[Extracted data entries]
PR #232, opened 2022-08-20
add frogger

bmukha:
### frogger

[Demo](https://bmukha.github.io/frontend-nanodegree-arcade-game/) |
[Code base](https://github.com/bmukha/frontend-nanodegree-arcade-game)

Please, review.

### DIFF
--- a/submissions/bmukha/frogger/app.js
+++ b/submissions/bmukha/frogger/app.js
@@ -1,51 +1,158 @@
-let highScore = localStorage.getItem('highScore') ?? 0;
-let currentScore = 0;
-const highHolder = document.querySelector('.high');
-const currentHolder = document.querySelector('.current');
-const infoHolder = document.querySelector('.info');
+class Environment {
+  constructor() {
+    this.tileWidth = 101;
+    this.tileHeight = 83;
+    this.tilesInRow = 5;
+    this.fieldMinX = 0;
+    this.fieldMinY = -10;
+    this.fieldMaxX = this.tileWidth * this.tilesInRow;
+    this.fieldMaxY = 415;
+    this.isGameOn = true;
+    this.directions = ['left', 'right'];
+  }
+  getRandomNumber(min, max) {
+    return Math.floor(Math.random() * (max - min) + min);
+  }
 
-const getRandomNumber = (min, max) =>
-  Math.floor(Math.random() * (max - min) + min);
+  getRandomDirection() {
+    return this.directions[Math.floor(Math.random() * this.directions.length)];
+  }
+}
 
-const directions = ['left', 'right'];
+class ScoreBoard {
+  constructor(highScoreHolder, messageHolder, currentScoreHolder) {
+    this.currentScore = 0;
+    this.highScoreHolder = document.querySelector(highScoreHolder);
+    this.messageHolder = document.querySelector(messageHolder);
+    this.welcomeMessage = "Let's go!";
+    this.winMessage = 'You win!';
+    this.loseMessage = 'You lose!';
+    this.highScore = localStorage.getItem('highScore') ?? 0;
+    this.currentScoreHolder = document.querySelector(currentScoreHolder);
+  }
+  updateGameInfo(message) {
+    this.currentScoreHolder.innerText = `Current score: ${this.currentScore}`;
+    this.highScoreHolder.innerText = `High score: ${this.highScore}`;
+    this.messageHolder.innerText = `${message}`;
+  }
+  incrementScore() {
+    this.currentScore += 1;
+    if (this.currentScore > this.highScore) {
+      this.highScore = this.currentScore;
+      this.saveHighScore(this.highScore);
+    }
+  }
+  saveHighScore(score) {
+    localStorage.setItem('highScore', score);
+  }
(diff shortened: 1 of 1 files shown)


submissions/bmukha/frogger/app.js
```diff
@@ -0,0 +1,149 @@
...
+
+canvas = {
+  width: 505,
+  height: 606,
+};
+
+class Enemy {
+  constructor(startY, mult) {
+    this.width = 101;
+    this.height = 171;
```
OleksiyRudenko, line 23: I think these character width and height are true not only for enemy.
Also 101 is somehow relates to `505` above. Can we reduce number of constants and build some others using calculations?
As a peer developer tasked to amend this world (number of rows, columns, dimensions of tiles/characters) i'd like to change as few number as only possible.

P.S. Check magic numbers here and across entire codebase.

submissions/bmukha/frogger/app.js
```diff
@@ -0,0 +1,149 @@
...
+    this.currX = this.startX;
+    this.currY = this.startY;
+    this.mult = this.direction === 'right' ? mult : -mult;
+  }
+  update(dt) {
+    if (
+      player.currX >= this.currX &&
+      player.currX <= this.currX + this.width &&
+      player.currY >= this.currY &&
+      player.currY <= this.currY + 85
```
OleksiyRudenko, line 39: (1) classes should not not refer to any global variables, like global variable `player`, which is an instance of `Player` class

(referring to global constants and globals provided by the gaming platform like `Resources` is OK);

Hint: pass `Player` instance as an argument to every enemy

(2) Separation of Concerns principle should be followed

(e.g. `update` method does only rendering and doesn't contain any unrelated **inline** code; for example collision check is defined as a dedicated method and only called from inside `update`)

submissions/bmukha/frogger/app.js
```diff
@@ -0,0 +1,149 @@
...
+    ) {
+      infoHolder.innerText = `You lost`;
+      currentScore = 0;
+      currentHolder.innerText = `Current score: ${currentScore}`;
```
OleksiyRudenko, line 43: Class shouldn't know anything about environment it operates in (whether it web or node engine).

OleksiyRudenko (changes requested):
@bmukha very well done!
Let's improve code semantics and make it more OOP/SOLID principles compliant.

OleksiyRudenko:
Oh, sometimes may hero gets killed right after stepping on the rock tile with no enemies close to him.
This effect starts after the first failure.
You may want to look into this bug.

bmukha:
Tnx for the comments/suggestions I really appreciate it! OOP is totally new territory for me, so, probably, implementing them will take a couple of days. A lot of reading/research needs to be done.

bmukha:
Hi. So, I made some changes to address the issues you pointed out. I believe I got rid of the respawning bug and improved the collision detection algorithm but it's probably the only things am sure about in all of this. Regarding reducing the number of constants, I succeeded only partially. The width of the field 505 can be derived from tile width 101 multiplied by the number of tiles in a row with no problem. But I failed to find such an apparent relationship on the Y axis. It looks like the real height of the png files is 171, but the step, which makes the game look nice, is 83, and the real height of the canvas is 606, which looks like 6 * 101. It's extremely confusing, I'm not gonna lie. And finally, I made collision detection a separate method and redone a couple more things into classes, but I'm far from sure that all this is correct. Somehow code looks even less clean and more bloated to me. Please, take a look.

submissions/bmukha/frogger/app.js
```diff
@@ -1,149 +1,192 @@
...
+const firstEnemyY = env.fieldMinY + env.tileHeight;
+const secondEnemyY = env.fieldMinY + env.tileHeight * 2;
+const thirdEnemyY = env.fieldMinY + env.tileHeight * 3;
 const allEnemies = [
-  new Enemy(65, getRandomNumber(150, 300)),
-  new Enemy(150, getRandomNumber(150, 300)),
-  new Enemy(235, getRandomNumber(150, 300)),
+  new Enemy(firstEnemyY, player, env, scoreBoard),
+  new Enemy(secondEnemyY, player, env, scoreBoard),
+  new Enemy(thirdEnemyY, player, env, scoreBoard),
```
OleksiyRudenko, line 182: What if I need to add 20 more enemies?
Do I need to define `fourthEnemyY` etc or this `Y`'s are actually y-coords for the field rows?

OleksiyRudenko (approved):
@bmukha great job!
Check comments below for consideration.

submissions/bmukha/frogger/app.js
```diff
@@ -1,149 +1,192 @@
...
-const infoHolder = document.querySelector('.info');
-
-const getRandomNumber = (min, max) =>
-  Math.floor(Math.random() * (max - min) + min);
-
-const directions = ['left', 'right'];
-
-const getRandomDirection = () =>
-  directions[Math.floor(Math.random() * directions.length)];
+class Environment {
```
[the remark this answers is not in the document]
bmukha: Thank you for your feedback, really appreciate it!

PR #235, opened 2022-08-20
DOM_task 

Tedzury:
### DOM_task

[Demo](https://tedzury.github.io/DOM_kottans_task/) |
[Code base](https://github.com/Tedzury/DOM_kottans_task)

Please, review.

### DIFF
--- a/submissions/Oleksii_Drohachov/DOM_task/script.js
+++ b/submissions/Oleksii_Drohachov/DOM_task/script.js
@@ -1,0 +1,162 @@
+const burger = document.querySelector('.burger');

## PROBLEM TO WORK ON
Please copy exactly the lines from the first line of the records above through the line containing "-const currentHolder = document.querySelector('.current');", including both, and nothing more.

## RESPONSE
PR #232, opened 2022-08-20
add frogger

bmukha:
### frogger

[Demo](https://bmukha.github.io/frontend-nanodegree-arcade-game/) |
[Code base](https://github.com/bmukha/frontend-nanodegree-arcade-game)

Please, review.

### DIFF
--- a/submissions/bmukha/frogger/app.js
+++ b/submissions/bmukha/frogger/app.js
@@ -1,51 +1,158 @@
-let highScore = localStorage.getItem('highScore') ?? 0;
-let currentScore = 0;
-const highHolder = document.querySelector('.high');
-const currentHolder = document.querySelector('.current');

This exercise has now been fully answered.